Peru isn’t merely one of the world’s largest exporters of gold—it’s also one of its dirtiest.
According to a recent report by international labor watchdog Verité, over 20% of the gold being mined in Peru is produced illegally. It’s higher in remote, hard-to-monitor regions; in Madre de Dios, for example, where nearly a billion dollars worth of gold was mined last year, as much as 97% of gold production is illegal. In total roughly $3 billion in illegal gold was not only mined, but exported out of the country in 2011.
In total, Peru now exports more illegally produced gold than cocaine, which is staggering, considering that Peru happens to be the world’s largest exporter of cocaine.
The working conditions in Peruvian mines, which often include severe isolation, staggering amounts of child labor, extreme cases of overworking, and countless incidences of forced labor and abuse, rival those of most any poorly-regulated industry around the world, Quinn Kepes, the report’s lead researcher, said in a statement. “Verité has done research on forced labor in places like Bangladesh, Guatemala, Bolivia, Liberia and the US. I haven’t seen anything this bad,” he said.
The industry employs tens of thousands of child workers. In many cases, they are lured with promises of lucrative salaries and plush treatment, only to find themselves working far more hours than is legal and for a good deal less than minimum wage. To conceal their growing illegal workforce, mining companies have begun to pay workers under the table in gold, which the workers often end up having to sell at a discount, the report notes.
Peru’s mountainous geography and complex land regulations make such abuses hard to control. “Many of the mining camps lack a police presence and authorities lack the resources, and in some cases are afraid, to visit mines located deep within the dense Amazon jungle or on protected lands,” the report says.

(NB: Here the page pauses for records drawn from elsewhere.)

PR #7988, opened 2024-08-12
Allow expanding/collapsing tree groups in locked annotations

dieknolle3333:
- https://fixskeletongroupexpansionlockedannotations.webknossos.xyz/

### Steps to test:
- open locked annotation and expand/collapse skeleton groups
  - test "collapse/expand all subgroups" actions, at least with some nested groups
  - do the same in the segments tab
  - make sure neither expansion is actually saved
- in an editable annotation, make sure expansion/collapsing of segment and skeleton groups works like before
- make sure you can still save whether the groups are expanded or collapsed

### TODOs:
- [x] find out how to improve action. right now manipulated segment groups can be set like this, although the annotation is locked
- [x] improve naming
- [x] add the same logic for segments

### Issues:
- follow-up for #7939

------


frontend/javascripts/oxalis/view/right-border-tabs/segments_tab/segments_view.tsx
```diff
@@ -1520,18 +1499,19 @@ class SegmentsView extends React.Component<Props, State> {
...
+      return mappedIdsToKeys.concat(getNodeKey(GroupTypeEnum.GROUP, this.props.selectedIds.group));
     }
     return mappedIdsToKeys;
   };
 
   getSegmentOrGroupIdsForKeys = (segmentOrGroupKeys: Key[]) => {
     const selectedIds: { segments: number[]; group: number | null } = { segments: [], group: null };
+    const groupPrefix = "Group-";
     segmentOrGroupKeys.forEach((key) => {
       const keyAsString = String(key);
```
philippotto, line 1511: in which cases is key not a string? in general, I wonder why the `Key` type is used, because it seems like these should always be strings? :thinking_face:

philippotto (commented):
didn't test yet, but left some code comments :)

frontend/javascripts/oxalis/view/right-border-tabs/segments_tab/segments_view.tsx
dieknolle3333: It's because the Antd component is using `Key` and I wanted to avoid type conversion. E.g. the tree `onSelect` method needs to take the selected keys as `Key`s. So in the `onSelectTreeItem` method I would need to handle the case that the keys are numbers and convert them to strings. I felt like using `Key` as a type was nice and easy

philippotto: ok, I understand the idea :) the issue is that antd supports numbers and strings for keys, but we never use that in this context. using `Key` everywhere widens the type unnecessarily across various places. for example, if future-me looks into this action in a couple of months, I will definitely wonder why one can pass a number to the expand action (even though, that should never happen and won't really work). so, it's better to catch the "imprecise type" as early as possible and narrow it down.

> So in the onSelectTreeItem method I would need to handle the case that the keys are numbers and convert them to strings.

yes, that would be a good place to narrow the type. I wouldn't even convert from number to string, because this should never happen anyway. if it wasn't an array, I'd throw an exception. however, for an array, that assertion is too costly in my opinion. i'd simply cast from Key to string :) then, you also don't need to do the `String(key)` conversion in line 1511.

dieknolle3333:
TODO: fix that nested segment groups cant be selected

It has been just as hard for Peru’s government to keep tabs on gold exports. It is alarmingly easy for small and large-scale miners alike to sell their dirty gold. Much of it is laundered by legitimate, large business, which then mix it in with legally produced gold exports. The result is an inseparable mass of bullion.

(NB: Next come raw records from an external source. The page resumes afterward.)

PR #7992, opened 2024-08-14
[WIP] Compose TPS

philippotto:
- https://___.webknossos.xyz

### Steps to test:
- abc

### TODOs:
- [ ] ...

### Issues:
- fixes #

------

### DIFF
--- a/frontend/javascripts/admin/dataset/composition_wizard/04_configure_new_dataset.tsx
+++ b/frontend/javascripts/admin/dataset/composition_wizard/04_configure_new_dataset.tsx
@@ -55,9 +55,13 @@ export function ConfigureNewDataset(props: WizardComponentProps) {
     const transformationArr =
       sourcePoints.length > 0 && targetPoints.length > 0
         ? [
+            // {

Much of this gold gets to Switzerland, where it’s refined or used in luxury goods like watches and jewelry. In 2011 alone, Peru exported 25 tonnes (27.6 tons) worth over $1 billion to Switzerland, according to local environmental news outlet Info Región. (Spanish link) In total, Peru exports roughly $6 billion in gold to Switzerland every year. “Billions of dollars in illegally produced gold has made its way from Peru to Switzerland. Once it is melted down, we have no way of tracing it back to its country and region of origin,” Kepes says in the statement.
Peru exports gold to the likes of Canada and the US, too. It is reported to have the largest undiscovered gold reserves of any country in the world, and received roughly $53 billion in mining investments in 2012 to capitalize on that. It’s becoming all the more imperative that the country’s government work to crack down on the illegal practices that continue to stain its dangerously lucrative gold industry.